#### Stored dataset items
□ □ □ □ □

Issue #203, opened 2019-03-25
Expect should be a list header


mnot:
In bis, we locked down `Expect` to a single value, `100-continue`. That's probably a bug; it needs to act like a list header still, even though it only has one allowed value. We might have to define error handling here too.

mcmanus:
ietf104: no conerns raised about adopting a list format

reschke:
I guess we then need to pull in the full old ABNF:

~~~
   Expect       =  "Expect" ":" 1#expectation

   expectation  =  "100-continue" | expectation-extension
   expectation-extension =  token [ "=" ( token | quoted-string )
                            *expect-params ]
   expect-params =  ";" token [ "=" ( token | quoted-string ) ]
~~~

and the simplify it to:

~~~
   Expect       =  "Expect" ":" 1#expectation

   expectation =  token [ "=" ( token | quoted-string ) *expect-params ]
   expect-params =  ";" token [ "=" ( token | quoted-string ) ]
~~~

...and then define dthat the only expection that exists is "100-continue" with no parameters...

reschke:
I wonder whether we can use `parameter` here - node that the old ABNF comes from 2616 which had implied LWS.

annevk:
From other header parsing tests I've done I'd expect the processing model to be "split on comma and strip whitespace" and then see if any resulting token is an ASCII-case-insensitive match for `100-continue`.

reschke:
This introduced a bug - "*parameter" does not work, as "parameter" does not include the ";" delimiter.

mnot:
This can now be closed, correct?

reschke:
Yes.

Issue #33, opened 2017-07-10
MIME type parsing


annevk:
See http://www.rfc-editor.org/errata_search.php?rfc=7231&eid=4031 (rejected due to scope). Clients typically (or all?) allow `text/html;` despite it being invalid.

annevk:
One of the things that I couldn't find addressed anywhere is something like `text/html;charset=gbk;charset=utf-8`. The introduction of https://tools.ietf.org/html/rfc2046 mentions parameters as a set, thereby potentially outlawing duplicate names, but there's nothing normative to that effect anywhere. (Browsers are evenly split on how they handle this case by the way.)

mnot:
See also https://github.com/whatwg/mimesniff/issues/30 e.g., discussion of multiple content-types. This has potential security impact.

annevk:
For MIME types I ended up (re)writing https://mimesniff.spec.whatwg.org/#understanding-mime-types btw and also have a bunch of tests at https://github.com/w3c/web-platform-tests/tree/master/mimesniff/mime-types.

mnot:
Discussed in Basel; inclination is to change the ABNF, and survey similar places to align if necessary.

snuggs:
@mnot pardon my ignorance but what is ABNF? Am I wrong to assume [it is this](https://en.wikipedia.org/wiki/Augmented_Backus%E2%80%93Naur_form)

Thanks in advance!

mnot:
It is.

mnot:
Note that this is about the trailing semicolon, at least initially.

mnot:
Discussed on editors' call; we should create a new ABNF rure `parameters` in 5.4.1.4. Parameters that allows semicolons without following `parameter`, and use that where appropriate.

reschke:
Just to check (grep in httpbis.abnf):
```
expectation = token [ "=" ( token / quoted-string ) *parameter ]

media-range = ( "*/*" / ( type "/*" ) / ( type "/" subtype ) ) *( OWS ";" OWS parameter )
media-type = type "/" subtype *( OWS ";" OWS parameter )

parameter = parameter-name "=" parameter-value
parameter-name = token
parameter-value = ( token / quoted-string )

transfer-coding = token *( OWS ";" OWS transfer-parameter )
transfer-parameter = token BWS "=" BWS ( token / quoted-string )
```

[...]

PR #420, opened 2020-07-31
fix parameter ABNF for "expect" - broken by previous change (#203)

reschke:
(this is a regression from #408 )


mnot:
LGTM. Do we need a separate issue re: whether to include `;` in parameter (or more likely, a new construct)?

reschke:
> LGTM. Do we need a separate issue re: whether to include `;` in parameter (or more likely, a new construct)?

Just change the title of https://github.com/httpwg/http-core/issues/33 maybe?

□ □ □ □ □

All of the data above must be retyped exactly.

Issue #203, opened 2019-03-25
Expect should be a list header


mnot:
In bis, we locked down `Expect` to a single value, `100-continue`. That's probably a bug; it needs to act like a list header still, even though it only has one allowed value. We might have to define error handling here too.

mcmanus:
ietf104: no conerns raised about adopting a list format

reschke:
I guess we then need to pull in the full old ABNF:

~~~
   Expect       =  "Expect" ":" 1#expectation

   expectation  =  "100-continue" | expectation-extension
   expectation-extension =  token [ "=" ( token | quoted-string )
                            *expect-params ]
   expect-params =  ";" token [ "=" ( token | quoted-string ) ]
~~~

and the simplify it to:

~~~
   Expect       =  "Expect" ":" 1#expectation

   expectation =  token [ "=" ( token | quoted-string ) *expect-params ]
   expect-params =  ";" token [ "=" ( token | quoted-string ) ]
~~~

...and then define dthat the only expection that exists is "100-continue" with no parameters...

reschke:
I wonder whether we can use `parameter` here - node that the old ABNF comes from 2616 which had implied LWS.

annevk:
From other header parsing tests I've done I'd expect the processing model to be "split on comma and strip whitespace" and then see if any resulting token is an ASCII-case-insensitive match for `100-continue`.

reschke:
This introduced a bug - "*parameter" does not work, as "parameter" does not include the ";" delimiter.

mnot:
This can now be closed, correct?

reschke:
Yes.

Issue #33, opened 2017-07-10
MIME type parsing


annevk:
See http://www.rfc-editor.org/errata_search.php?rfc=7231&eid=4031 (rejected due to scope). Clients typically (or all?) allow `text/html;` despite it being invalid.

annevk:
One of the things that I couldn't find addressed anywhere is something like `text/html;charset=gbk;charset=utf-8`. The introduction of https://tools.ietf.org/html/rfc2046 mentions parameters as a set, thereby potentially outlawing duplicate names, but there's nothing normative to that effect anywhere. (Browsers are evenly split on how they handle this case by the way.)

mnot:
See also https://github.com/whatwg/mimesniff/issues/30 e.g., discussion of multiple content-types. This has potential security impact.

annevk:
For MIME types I ended up (re)writing https://mimesniff.spec.whatwg.org/#understanding-mime-types btw and also have a bunch of tests at https://github.com/w3c/web-platform-tests/tree/master/mimesniff/mime-types.

mnot:
Discussed in Basel; inclination is to change the ABNF, and survey similar places to align if necessary.

snuggs:
@mnot pardon my ignorance but what is ABNF? Am I wrong to assume [it is this](https://en.wikipedia.org/wiki/Augmented_Backus%E2%80%93Naur_form)

Thanks in advance!

mnot:
It is.

mnot:
Note that this is about the trailing semicolon, at least initially.

mnot:
Discussed on editors' call; we should create a new ABNF rure `parameters` in 5.4.1.4. Parameters that allows semicolons without following `parameter`, and use that where appropriate.

reschke:
Just to check (grep in httpbis.abnf):
```
expectation = token [ "=" ( token / quoted-string ) *parameter ]

media-range = ( "*/*" / ( type "/*" ) / ( type "/" subtype ) ) *( OWS ";" OWS parameter )
media-type = type "/" subtype *( OWS ";" OWS parameter )

parameter = parameter-name "=" parameter-value
parameter-name = token
parameter-value = ( token / quoted-string )

transfer-coding = token *( OWS ";" OWS transfer-parameter )
transfer-parameter = token BWS "=" BWS ( token / quoted-string )
```

[...]

PR #420, opened 2020-07-31
fix parameter ABNF for "expect" - broken by previous change (#203)

reschke:
(this is a regression from #408 )


mnot:
LGTM. Do we need a separate issue re: whether to include `;` in parameter (or more likely, a new construct)?

reschke:
> LGTM. Do we need a separate issue re: whether to include `;` in parameter (or more likely, a new construct)?

Just change the title of https://github.com/httpwg/http-core/issues/33 maybe?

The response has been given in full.